Despite the contentiousness of the health care debate, in which conservatives have charged that "death panels" would be drawn up to tell pensioners it is too expensive to keep them alive and there has been a wave of opposition to "government-run" health care, there is a core of consensus.

Most Americans are faintly embarrassed that theirs is the only country in the developed world in which there is no comprehensive national health-care plan for all of its citizens, some 46 million of whom are uninsured.

There is widespread dismay at the huge costs of health-care and insurance companies, who refuse people with "pre-existing conditions" and jettison clients who become ill because the illness was not declared beforehand, are viewed as unscrupulous or even evil.

Mr Obama's problem, however, is that he has lost control over the debate, allowing his opponents to define what his plan was because the president himself had been too timid to spell out exactly what he wanted.

The anger over health care reform also indicates a broader worry about Mr Obama after the $787 billion (£486 billion) economic stimulus bill, passed amid a sense of economic crisis in February by members of Congress who had not had time to read it.

Americans struggling to balance their own household budgets view the national debt of $11 trillion - and increasing at a rate of $4 billion a day - with disbelief.

The colossal amounts of spending introduced by Mr Obama have left most voters wondering how on earth everything can be paid for.

There is moreover, no sense of crisis about the health-care system.

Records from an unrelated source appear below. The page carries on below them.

PR #4154, opened 2022-05-31
Add support for rootpw --allow-ssh

rvykydal:
Resolves: rhbz#2083269


rvykydal:
Depends on https://github.com/pykickstart/pykickstart/pull/409

pyanaconda/modules/users/users.py
```diff
@@ -87,6 +87,8 @@ def process_kickstart(self, data):
         if data.rootpw.seen:
             self.set_can_change_root_password(False)
             self._rootpw_seen = True
+            if data.rootpw.allow_ssh:
+                self.set_root_password_ssh_login_allowed(True)
```
poncovka, line 91: I think we should always set this property if we get a kickstart. Please, call the following code outside of the `if` branch: `self.set_root_password_ssh_login_allowed(data.rootpw.allow_ssh)`

poncovka (commented):

VladimirSlavik (approved):
Looks good to me. Thank you!

pyanaconda/modules/users/users.py
VladimirSlavik: I didn't comment because I thought the value can be also `None`, but given how it's parsed, the above is definitely better.

rvykydal: Done

poncovka (approved):
Thanks!

jkonecny12 (approved):

rvykydal:
Added required pykickstart version

poncovka:
Btw. I guess we can remove this common issue: https://anaconda-installer.readthedocs.io/en/latest/common-bugs.html#enabling-root-password-ssh-login-via-password

rvykydal:
> Btw. I guess we can remove this common issue: https://anaconda-installer.readthedocs.io/en/latest/common-bugs.html#enabling-root-password-ssh-login-via-password

Good catch, removed in additional patch.

poncovka (approved):

rvykydal:
@poncovka @VladimirSlavik @jkonecny12 I had to update the unit tests - change the order of rootpw command in generated kickstart of some already existing kstests. I think it can be caused just by adding the --allow-ssh option to the command in pykickstart, or do you think it is something smelly ?

VladimirSlavik (approved):
I think the test order change should be "fine". It *seems* to me that the order of ks lines is determined partially by stuff that's stored or passed around in pykickstart in "normal" dictionaries. In that case, change of order by adding a parameter seems expected.

Of course it would be better to have a stable order in the output, but that would be a different change/PR/project.

poncovka (approved):
It is a non-blocking issue. We can revert it later.

rvykydal:
> > @poncovka @VladimirSlavik @jkonecny12 I had to update the unit tests - change the order of rootpw command in generated kickstart of some already existing kstests - [641278a](https://github.com/rhinstaller/anaconda/commit/641278a847e213e9edbfb07abede76146f140994) . I think it can be caused just by adding the --allow-ssh option to the command in pykickstart, or do you think it is something smelly ?
> 
> Please, report it to `pykickstart` as a bug. I think it could be fixed in the `KickstartHandler._insertSorted` method. If `pykickstart` doesn't want to fix it, we will find a workaround in Anaconda. I don't want to change tests every time we change a kickstart command. That's stupid.

https://bugzilla.redhat.com/show_bug.cgi?id=2096871

PR #4156, opened 2022-05-31
fix typo

copperii:
remove extra at (erase at at...)


VladimirSlavik (approved):
Thanks!

M4rtinK:
> @M4rtinK I guess we need to update pixel tests for this. I would suggest to update this PR directly by you, what do you think?
Agreed, I'll handle it that way. :)

M4rtinK:
I've rebased the branch and updated the pixel test reference.

PR #4157, opened 2022-06-01
Check if the mount point exists before calling statvfs (#1826760)

poncovka:

(cherry-picked from a commit 5f43387)

Resolves: rhbz#1826760


rvykydal:
This PR has already been acked and merged as https://github.com/rhinstaller/anaconda/pull/4097 but I had to remove it from the branch to fix a mess I caused.

PR #4940, opened 2023-07-21
webui: tests: make some more tests non-destructive

KKoukiou:


ui/webui/test/check-storage
```diff
@@ -438,8 +441,8 @@ class TestStorageMountPoints(anacondalib.VirtInstallMachineCase):
         sgdisk --new=0:0:+10GiB {disk}
         sgdisk --new=0:0:0 {disk}
         mkfs.ext4 {disk}2
```
jelly, line 443: Hmm `mkfs.ext4` does not require an `-f`. I would suspect `wipefs` already takes care of everything so no `--force` should be required right?

KKoukiou: It does not even provide the -f .

KKoukiou: mkfs.ext4: invalid option -- 'f'

KKoukiou: ah it would need -F, but anyhow it does not fail. Whilst the other mkfs would fail even after wipefs

jelly: Aha! TIL I thought all mkfs options where equal.

jelly (approved):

Although many grumble about costs and red tape, most insured Americans are relatively happy with their coverage.

Looking at a vague, hugely expensive proposal from a President whose profound wisdom is in much greater question than it was at the start of the year, many Americans would prefer to play it safe and leave the health-care system as it is.

Mr Obama will need to use all of his undoubted political and rhetorical skills to deliver a health care bill that not only passes Congress but will also improve the lot of most Americans.

Such a bill would be the first step in halting the slide in his fortunes. Failure, of course, could lead to an even more dramatic fall in the coming months.